§ Problem requirements
Isolate every line in the data with the string "will" and copy it.
BEGIN
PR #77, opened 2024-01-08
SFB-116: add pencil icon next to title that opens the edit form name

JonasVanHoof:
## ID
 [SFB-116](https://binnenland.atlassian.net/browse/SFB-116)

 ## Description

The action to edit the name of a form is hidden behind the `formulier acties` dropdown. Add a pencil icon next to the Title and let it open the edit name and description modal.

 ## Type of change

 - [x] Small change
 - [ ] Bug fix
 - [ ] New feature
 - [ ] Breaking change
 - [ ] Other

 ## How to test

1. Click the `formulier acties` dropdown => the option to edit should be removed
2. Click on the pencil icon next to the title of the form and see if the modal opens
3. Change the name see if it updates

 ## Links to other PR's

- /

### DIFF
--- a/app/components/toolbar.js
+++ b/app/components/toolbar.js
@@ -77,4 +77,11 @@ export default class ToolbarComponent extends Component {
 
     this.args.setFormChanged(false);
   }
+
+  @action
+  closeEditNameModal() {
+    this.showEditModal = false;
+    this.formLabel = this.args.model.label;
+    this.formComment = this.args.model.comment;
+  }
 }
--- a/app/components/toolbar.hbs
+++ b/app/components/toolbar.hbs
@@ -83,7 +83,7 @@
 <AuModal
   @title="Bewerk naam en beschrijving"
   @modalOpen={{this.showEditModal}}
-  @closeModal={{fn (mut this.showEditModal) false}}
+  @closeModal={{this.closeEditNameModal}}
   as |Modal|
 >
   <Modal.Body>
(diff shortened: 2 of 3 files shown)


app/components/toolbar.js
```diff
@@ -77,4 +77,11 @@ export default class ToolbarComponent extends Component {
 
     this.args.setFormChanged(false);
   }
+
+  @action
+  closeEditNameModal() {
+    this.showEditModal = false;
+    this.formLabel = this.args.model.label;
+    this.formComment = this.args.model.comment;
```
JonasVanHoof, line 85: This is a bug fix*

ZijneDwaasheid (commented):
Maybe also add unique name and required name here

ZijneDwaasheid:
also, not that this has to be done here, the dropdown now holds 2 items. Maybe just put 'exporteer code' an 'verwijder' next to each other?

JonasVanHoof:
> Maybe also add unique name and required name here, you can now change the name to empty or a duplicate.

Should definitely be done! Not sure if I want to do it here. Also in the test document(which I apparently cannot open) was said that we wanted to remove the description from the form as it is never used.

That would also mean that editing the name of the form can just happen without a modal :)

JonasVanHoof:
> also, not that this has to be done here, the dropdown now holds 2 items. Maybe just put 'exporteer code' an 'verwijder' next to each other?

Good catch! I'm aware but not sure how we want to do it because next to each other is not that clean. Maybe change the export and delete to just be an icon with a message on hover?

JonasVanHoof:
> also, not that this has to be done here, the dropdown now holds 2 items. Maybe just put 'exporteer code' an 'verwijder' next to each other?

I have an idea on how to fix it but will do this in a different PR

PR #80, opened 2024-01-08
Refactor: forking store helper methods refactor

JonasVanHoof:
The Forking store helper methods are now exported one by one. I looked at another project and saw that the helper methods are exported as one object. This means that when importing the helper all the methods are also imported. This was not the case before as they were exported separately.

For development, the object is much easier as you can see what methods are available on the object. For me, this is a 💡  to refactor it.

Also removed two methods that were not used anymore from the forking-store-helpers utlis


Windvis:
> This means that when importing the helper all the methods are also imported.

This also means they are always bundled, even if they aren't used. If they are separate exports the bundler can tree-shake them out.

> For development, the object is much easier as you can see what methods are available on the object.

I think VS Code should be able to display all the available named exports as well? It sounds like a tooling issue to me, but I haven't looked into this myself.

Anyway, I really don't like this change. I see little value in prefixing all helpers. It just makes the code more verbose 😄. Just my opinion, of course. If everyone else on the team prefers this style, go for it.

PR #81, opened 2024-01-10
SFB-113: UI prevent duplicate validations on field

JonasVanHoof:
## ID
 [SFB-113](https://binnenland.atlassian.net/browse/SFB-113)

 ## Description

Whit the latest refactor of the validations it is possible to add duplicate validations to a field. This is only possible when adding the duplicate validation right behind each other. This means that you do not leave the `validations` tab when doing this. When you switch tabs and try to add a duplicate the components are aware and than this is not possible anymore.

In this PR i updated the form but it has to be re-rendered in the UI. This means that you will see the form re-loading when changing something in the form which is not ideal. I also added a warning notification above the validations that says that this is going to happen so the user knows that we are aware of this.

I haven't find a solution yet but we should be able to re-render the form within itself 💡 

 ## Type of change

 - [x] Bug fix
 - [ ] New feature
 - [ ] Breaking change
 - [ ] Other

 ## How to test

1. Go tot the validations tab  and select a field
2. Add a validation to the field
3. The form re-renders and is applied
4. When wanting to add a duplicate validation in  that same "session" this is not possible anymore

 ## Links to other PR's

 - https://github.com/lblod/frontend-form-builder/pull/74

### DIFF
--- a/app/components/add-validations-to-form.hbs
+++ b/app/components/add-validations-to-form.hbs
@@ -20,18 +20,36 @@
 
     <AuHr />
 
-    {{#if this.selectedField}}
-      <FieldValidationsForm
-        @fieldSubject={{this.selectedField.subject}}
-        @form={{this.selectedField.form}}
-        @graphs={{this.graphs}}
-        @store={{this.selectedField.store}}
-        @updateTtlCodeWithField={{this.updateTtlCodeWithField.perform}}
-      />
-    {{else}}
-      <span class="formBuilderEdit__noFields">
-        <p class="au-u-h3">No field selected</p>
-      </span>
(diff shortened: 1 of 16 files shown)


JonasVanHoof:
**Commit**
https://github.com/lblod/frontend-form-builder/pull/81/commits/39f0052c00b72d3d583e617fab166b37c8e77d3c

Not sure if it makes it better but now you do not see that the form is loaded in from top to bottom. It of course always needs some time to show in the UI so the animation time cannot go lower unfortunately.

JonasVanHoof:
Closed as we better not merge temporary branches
END
§ Response to the exercise
I have an idea on how to fix it but will do this in a different PR
In this PR i updated the form but it has to be re-rendered in the UI. This means that you will see the form re-loading when changing something in the form which is not ideal. I also added a warning notification above the validations that says that this is going to happen so the user knows that we are aware of this.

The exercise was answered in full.